Ukraine-Konflikt: Mehr Ehrlichkeit, weniger Empörung, bitte!

Seite 2: Ist Putin wahnsinnig?

Nachvollziehbar also, dass der Konfliktforscher Christian Hacke in einer Ad-hoc-Analyse für Telepolis schrieb, mit der "faktischen Annexion von Teilen der ostukrainischen Oblaste Donezk und Luhansk" habe sich Russland "vermutlich endgültig gegen den Westen und für ein strategisches Bündnis mit China entschieden".

Man kann es sich nun bequem machen und Putin, wie es der niederländische Premier Mark Rutte unlängst tat, als "wahnsinnig" bezeichnen. Die Bild würde (und wird womöglich) vom "Irren aus Moskau" schreiben. Oder man setzt sich mit dem eigenen Anteil an der Eskalation auseinander – und damit auch mit der Frage, weshalb der deutschen Diplomatie die Diplomaten ausgegangen sind.

Krieg im Donbass (12 Bilder)

Ein Infanteriepanzer in der Nähe der Ruinen des internationalen Flughafens Donezk (2015). Bild: Mstyslav Chernov / CC-BY-SA-4.0

Fakt ist, dass die Aufnahme der Ukraine in die Nato nicht nur eine Schimäre ist – sie ist das brennende Streichholz am Pulverfass. Wer angesichts der absehbaren Ereignisse dieser Woche nicht zur Besinnung kommt und Wege aus der Krise zu ebnen versucht, statt sie weiter zu verminen, wird Wladimir Putin in die Hände spielen, den Hegemonialkrieg um Eurasien befeuern und mit zum Totengräber des Friedens in Europa werden.

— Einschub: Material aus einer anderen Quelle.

Issue #16955, opened 2020-12-15
Provide more documentation on some archiving behaviour


tsteur:
@diosmosis just looking at some DB performance insights where a lot of new options are showing up in the top queries.

Then looked where they are used and wasn't really understanding what they do and whether they even need to be cached in an option.

* What does the last invalidation time do in https://github.com/matomo-org/matomo/blob/4.x-dev/core/CronArchive.php#L1026-L1035 ? I see it's used in segment archiving in https://github.com/matomo-org/matomo/blob/4.x-dev/core/CronArchive/SegmentArchiving.php#L157-L166 but I don't understand why it compares those dates etc.
* Also maybe the transient cache here is not needed as maybe the Option class itself caches it already? https://github.com/matomo-org/matomo/blob/4.x-dev/core/CronArchive.php#L1026-L1032
* Seeing also this min visit time for site option in https://github.com/matomo-org/matomo/blob/4.x-dev/core/ArchiveProcessor/Loader.php#L427-L442 . Not sure why this one is needed in https://github.com/matomo-org/matomo/blob/4.x-dev/core/ArchiveProcessor/Loader.php#L413-L422 and how that logic works? 
  * Like we could just query the `$this->rawLogDao->hasSiteVisitsBetweenTimeframe` directly to see if there's been any visit during the archive date range?
  * And maybe we wouldn't need to use the lazy cache in https://github.com/matomo-org/matomo/blob/4.x-dev/core/ArchiveProcessor/Loader.php#L429-L433 I wonder? (it should be fast)
  * I understand we get the min recorded visit time for a site and if the end date was before the min visit time, then we don't execute the `hasSiteVisitsBetweenTimeframe` but not sure when that actually happens and whether we can't just execute `hasSiteVisitsBetweenTimeframe` directly? Eg because it's a lazy cache it causes even a lot of inserts in server file sync when caches need to be cleared across servers etc and overall it might cause more problems caching it in this case than fetching it from DB directly I wonder.

Might be good to see if we can make some tweaks or remove some code and also maybe add some inline comments explaining what happens as I tried to understand it and wasn't sure what's happening there.

diosmosis:
Added an answer to the first question here: https://github.com/matomo-org/developer-documentation/pull/402/files#diff-89a35a798a82b03c6fd7dbc734fb0494f586e285c2cb55e3785d50b350061d21R131

diosmosis:
[...]

PR #17005, opened 2020-12-23
Refactor segment re-archiving in past behavior to be on demand

diosmosis:
### Description:

Currently we check if a segment has been created or updated since the last time we invalidated in core:archive, and if so invalidate in the past. This is more complicated and error prone, it is far easier to just invalidate in the past in the SegmentEditor API.

Refs #16955  

### Review

* [ ] Functional review done
* [ ] Code review done


plugins/SegmentEditor/API.php
```diff
@@ -407,4 +433,16 @@ private function getMessageCannotEditSegmentCreatedBySuperUser()
 
         return $message;
     }
+
+    private function reArchiveSegment($segmentInfo)
+    {
+        $definition = $segmentInfo['definition'];
+        $idSite = $segmentInfo['enable_only_idsite'] ?? 'all';
+
+        $idSites = Site::getIdSitesFromIdSitesString($idSite);
```
sgiehl: shouldn't that be done as super user? Otherwise it might only rearchive those sites the current use has access for.

diosmosis: changed

sgiehl:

Es waren keine Russland-Freunde, die in den vergangenen Jahren und Jahrzehnten wiederholt vor den Folgen einer so unbedachten wie unkontrollierten Osterweiterung der Nato gewarnt haben. Der ehemalige US-Sicherheitsberater Zbigniew Brzezinski etwa, ein ausgemachter Gegner der Sowjetunion und des postsowjetischen Russlands, sagte 2015 im Spiegel:

Es braucht ein ähnliches Arrangement wie jenes zwischen Russland und Finnland, das seit Jahrzehnten für Stabilität und Frieden sorgt. Die Ukraine sollte das Recht haben, ihre politische Identität frei zu wählen und sich enger an Europa zu binden. Gleichzeitig muss Russland versichert werden, dass die Ukraine nicht in die Nato aufgenommen wird. Das ist die Lösungsformel.

In der aktuellen Stimmung würde Brzezinski als "Putin-Versteher" gelten. Und das ist Teil des Problems.